# Can anyone recommend a portable vacuum cleaner?



## The Silver Surfer (May 14, 2002)

I usually have to haul out the vacuum cleaner from the house everytime I want to hoover out the car, which can be a pain if you've not really got the time for a 'proper' hoover out, so I was thinking of buying a hand held cleaner for occasional use.

I reckon the type which plugs into the cigarette lighter, rather than the rechargeable type, is probably going to be the better option as you won't be running out of charge?

Are these hand held cleaners any good, or am I waisting my time and money? Can anyone recommend one of these?

Came across this one at Halfords, which seems to fit the bill? Amazon also appear to have the same one at a lower price.


----------



## damo (May 7, 2002)

I got the Dyson handheld for Xmas. Haven't used it properly yet but seems quite powerful.


----------



## Toshiba (Jul 8, 2004)

Ive got one too - doesn't last long and its rather heavy for a handheld.
Does work though.


----------



## davidg (Sep 14, 2002)

damo said:


> I got the Dyson handheld for Xmas.

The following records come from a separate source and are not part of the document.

PR #203, opened 2022-03-29
Modify Dockerfile and the nginx.conf file to avoid Nginx default conf…

Lickitysplitted:
…ig IPv6 conflict.


insuusvenerati:
Why are we wanting to avoid `default.conf`? The `default` config lives in `/etc/nginx/sites-available` 
```
root@b84a9f2ee261:/etc/nginx# tree
.
├── conf.d
├── fastcgi.conf
├── fastcgi_params
├── koi-utf
├── koi-win
├── mime.types
├── modules-available
├── modules-enabled
│   ├── 50-mod-http-geoip.conf -> /usr/share/nginx/modules-available/mod-http-geoip.conf
│   ├── 50-mod-http-image-filter.conf -> /usr/share/nginx/modules-available/mod-http-image-filter.conf
│   ├── 50-mod-http-xslt-filter.conf -> /usr/share/nginx/modules-available/mod-http-xslt-filter.conf
│   ├── 50-mod-mail.conf -> /usr/share/nginx/modules-available/mod-mail.conf
│   ├── 50-mod-stream.conf -> /usr/share/nginx/modules-available/mod-stream.conf
│   └── 70-mod-stream-geoip.conf -> /usr/share/nginx/modules-available/mod-stream-geoip.conf
├── nginx.conf
├── proxy_params
├── scgi_params
├── sites-available
│   └── default
├── sites-enabled
│   └── default -> /etc/nginx/sites-available/default
├── snippets
│   ├── fastcgi-php.conf
│   └── snakeoil.conf
├── uwsgi_params
└── win-utf
```

insuusvenerati:
Ah, just read the rest of the title in the comment. I'm still unsure though, where is the ipv6 conflict?

Lickitysplitted:
In my testing when a host doesn't have IPv6 stack enabled Nginx will fail as the default config listens on IPv6 port 80.

insuusvenerati:
Is it possible to intentionally disable ipv6? I'd like to test this out as well

Lickitysplitted:
Do you mean on the host or inside a container?

bbilly1:
Thanks for getting to work on that so quickly. Two thoughts:

- Do you think it makes sense to keep the filename *nginx.conf* or maybe call it *nginx-default* or so? Just calling it *default* might not be obvious what that file does by just looking at it. You can still copy it to the correct location in the Dockercompose file by specifying the full path.
- I almost forgot, there is a port overwrite with environment variables at startup defined in *run.sh* here: https://github.com/bbilly1/tubearchivist/blob/master/docker_assets/run.sh#L16-L24, that's a workaround for some edge cases where the docker internal networking is shared with the host and [ports collide](https://github.com/bbilly1/tubearchivist#port-collisions), so this will need changing there too.

Thanks a lot for your help! You can just push any further changes to your fork, this PR should update automatically.

Lickitysplitted:
> * Do you think it makes sense to keep the filename _nginx.conf_ or maybe call it _nginx-default_ or so? Just calling it _default_ might not be obvious what that file does by just looking at it.

You make a good point, but in a single step in the Dockerfile we are able to overwrite the config file that causes the problem and place the desired config file in place. Otherwise an additional step would be needed to create a symlink or enable the config into the sites-enabled folder. I know the current image is really heavy and optimizing the Dockerfile can help.

Is there an expectation that users will modify or need to know about this config file? If devs need to know it can be made in the 
 contribution documentation.

Lickitysplitted:
> * I almost forgot, there is a port overwrite with environment variables at startup defined in _run.sh_ here: https://github.com/bbilly1/tubearchivist/blob/master/docker_assets/run.sh#L16-L24, that's a workaround for some edge cases where the docker internal networking is shared with the host and [ports collide](https://github.com/bbilly1/tubearchivist#port-collisions), so this will need changing there too.

Does this fix the issue where nginx is listening on port 80 on both IPv4 and IPv6 by default?

Lickitysplitted:
> I assume on the host since that's what you mentioned in your previous comment.

So generally speaking there are two accepted methods of disabling IPv6 on a Linux host. One is to disable within the grub cmd and this results in no IPv6 sysctl options at all. The other is to use sysctl options which has similar results but the sysctl options still remain. AFAIK docker will adhere to the networking that is available on the host, but nginx inside of a container doesn't know that.
Since nginx is getting installed with defaults it places the default config file in the sites-available with the symlink enabled to the sites-enabled. The behavior of this default config file is to listen on port 80 on both IPv4 and IPv6. If you go exec into your container now you will probably see a listener on port 80.
If a system does not have IPv6 kernel or system options available this nginx config will fail causing nginx to fail to load. This is what I've observed and my host has IPv6 disabled at grub. Reproducing this with VMs shouldn't be difficult.

bbilly1:
Just double checked things, it looks like we lost docker_assets/nginx.conf now. I think there went something wrong when renaming the file and it got accidentally deleted?

bbilly1:
Took the liberty to add the file back. Thanks a lot for your help with that! 

And congratulations to your first merged pull request! :-)

insuusvenerati:
Ooh interesting. Do you know of a way to intentionally disable the ipv6 stack? I’d like to test as well

PR #222, opened 2022-04-12
Adjust to API changes for SB integration.

n8detar:


bbilly1:
Excellent! I see this has simplified things. Thanks for your help!

PR #225, opened 2022-04-14
chore: add base64 image info to video API

insuusvenerati:


bbilly1:
This shouldn't be necessary. The `vid_thumb_base64` field already gets returned automatically in the API. Can it be that you have videos downloaded and indexed from before? Only new videos will have that field added automatically. 

You could delete `ta_video` from ES, restart the container and run `scan filesystem` to index all with the newest mappings. Then before we can ship that, we'll have to implement a startup check to add the base64 image to all videos. But this should then also incorporate channel and playlist art work too.

PR #233, opened 2022-04-21
feat(auth): add REMOTE_USER authentication

iarp:
Enable django's REMOTE_USER middleware and authentication backend.

### DIFF
--- a/README.md
+++ b/README.md
@@ -67,6 +67,7 @@ The main Python application that displays and serves your video collection, buil
   - Change the environment variables `TA_USERNAME` and `TA_PASSWORD` to create the initial credentials. 
   - `ELASTIC_PASSWORD` is for the password for Elasticsearch. The environment variable `ELASTIC_USER` is optional, should you want to change the username from the default *elastic*.
   - For the scheduler to know what time it is, set your timezone with the `TZ` environment variable, defaults to *UTC*.
+  - `DJANGO_REMOTE_USER_HEADER="REMOTE_USER"` changes the header used in django RemoteUserBackend, `DJANGO_REMOTE_USER_CREATE_UNKNOWN_USER=True or False` allows automatic user creation if the matching remote_user username does not match a user in django.
 
 ### Port collisions
 If you have a collision on port `8000`, best solution is to use dockers *HOST_PORT* and *CONTAINER_PORT* distinction: To for example change the interface to port 9000 use `9000:8000` in your docker-compose file.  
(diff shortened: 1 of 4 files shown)


bbilly1:
Nice! Thanks for working on that. 

The linter is complaining, you can run `deploy.sh validate` to validate your changes: https://github.com/tubearchivist/tubearchivist/blob/master/CONTRIBUTING.md#code-formatting-and-linting, just so we all use the same formatting and style to try to keep things consistent. 

Then this will also need documentation what it does and on how to use that feature. Not sure where that would fit best, maybe here: https://github.com/tubearchivist/tubearchivist#tube-archivist? Or what do you think?

bbilly1:
That wiki page is still WIP, for unraid only for now. I think it will fit best with the other environment variables in the Readme. 

Maybe make a separate PR for that? So I can merge that before making a new release, so people don't get confused as this won't be in their installation just yet.

bbilly1:
I think I lost you on Discord. Do you mind helping me understand how this works in detail? It's honestly my first time messing around with custom auth classes and I could use your help with making sure I understand it properly.

iarp:
When you use a reverse proxy in front of TA you can setup a single sign-on service to act as authentication for all your apps in one location rather than having to login to an account on each app.

In my use case I use nginx as my reverse proxy and [Authelia](https://github.com/authelia/authelia) (SSO) as the authentication. When a request comes in nginx contacts the SSO server to confirm my browser session is logged into SSO. SSO returns the username, email, and groups the SSO user is in. Nginx takes these values and puts them into the headers REMOTE_USER, REMOTE_EMAIL, REMOTE_GROUPS.

You can then use these values to login/register a user as they visit the page as long as they're authenticated with the SSO server.

In the case of this PR, django's authentication is setup to check for REMOTE_USER first and falls back to the usual authentication. This allows someone that is not authenticated with SSO to still login using regular django authentication.

I will leave the decision up to the rest of you as to whether or not you want to merge or just close this. At this time I've decided to look into other potential media options as the overhead on my server was becoming too much, I left the discord after I had started seeing conversations of adding even more containers.

bbilly1:
I assume you are referring to our discussion on how to best package the new frontend? Lot's of pros and cons to consider, that's what Discord if for. As these things go, sometimes ideas are getting discussed that don't end up being realized as somebody comes up with a better solution, that's the beauty of collaboration. Looks like we could use your voice and input!

So for this PR: I'm happy to merge it but I need to know if you are on board with this project. I'm sure that's not the last time we need to tinker with authentication and I don't want to end up in a position of having a feature that I'm not using and I'm not able to support. That's not saying I don't see the benefit of SSO, thank you for your explanation.

bbilly1:
Closing this for now. If somebody wants to maintain that in the future, please reach out and we'll reopen. Thank you for your understanding.

PR #236, opened 2022-04-30
Fix to prevent holding onto SB info.

n8detar:
I couldn't replicate the issue, but this should prevent it from happening.


bbilly1:
This does indeed fix it. Thanks for looking into it! :-)

PR #242, opened 2022-05-03
Cookie Validation Button

n8detar:


bbilly1:
Excellent, thanks for working on that. I added a little if clause to only show the validate button if cookie is enabled. and a *processing* message to get immediate feedback when you click as it can take a sec or two until you get the response back.

PR #251, opened 2022-05-21
Add Truenas Scale Instructions

Heavybullets8:
included two 
```
<br />
```
 to add spacing between the guides.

Haven't used it properly yet but seems quite powerful.


I got one for the Mrs,,,, ooops my car ,, no the Mrs     :wink:


----------



## Widget (May 7, 2002)

I agree, the DHH is great, but ours is for indoor use only. I use an old upright Dyson for car cleaning.

No handheld will come close to the suction of plug-in cleaner.

Have you ever used a 12v drill? Utter s***e, aren't they? Besides the cord to the cigarette lighter will get in your way.

Store a cyclinder vacuum in your garage. A lot less cumbersome than the upright without losing the power.


----------



## YELLOW_TT (Feb 25, 2004)

I have a Hoover handheld vacuum that is mains powered and I find it 10x better than any of the recharge/12v ones that I have used in the past


----------



## Jac-in-a-Box (Nov 9, 2002)

Hand held dc powered or re-chargeables are not worth the money...really lack in any suction.

Plenty 240v cheapies in the DIY and similar stores...that's where mine come from. When they're bust (or full :wink: )I take it back and get a free replacement.

Dave


----------



## davidg (Sep 14, 2002)

Jac-in-a-Box said:


> Hand held dc powered or re-chargeables are not worth the money...really lack in any suction.
> 
> Plenty 240v cheapies in the DIY and similar stores...that's where mine come from. When they're bust (or full :wink: )I take it back and get a free replacement.
> 
> Dave


    :wink:

http://uk.gizmodo.com/2006/10/13/dysons ... d_suc.html


----------



## Carlos (May 6, 2002)

10 minutes is long enough to vacuum a car...


----------



## garvin (May 7, 2002)

We have one of these:-










It's a turbo-vac available from Lakeland. Has very impressive suction and knocks the spots off any battery operated offering. The only downside is it is very noisy!!


----------



## crono35 (Dec 27, 2013)

Handheld dyson is good for day-to-day care, but for actually cleaning the car (once every 3 months or whenever I get to it) I pull out the wet/dry vac. It's strong enough to get into all the crevices and whatnot.


----------



## Naresh (Nov 22, 2004)

Dyson? Personally I swear totally against them. Fall apart and breakdown far too easily. Sister had a handheld, lasted 6 months before packing up. Replacement wasn't any better. :?


----------



## GEM (Jun 21, 2007)

Naresh said:


> Dyson? Personally I swear totally against them. Fall apart and breakdown far too easily. Sister had a handheld, lasted 6 months before packing up. Replacement wasn't any better. :?


Totally agree  
My son had 2 and they were cheap plastic, unreliable, rubbish.

Got a miele cylinder myself (mains) and it's so powerful that I get worried it'll suck the bloody carpets up. :lol:

Must admit the best portable vacuum cleaner I've ever had was my ex-wife. Terrific. :wink: (Only joking girls).


----------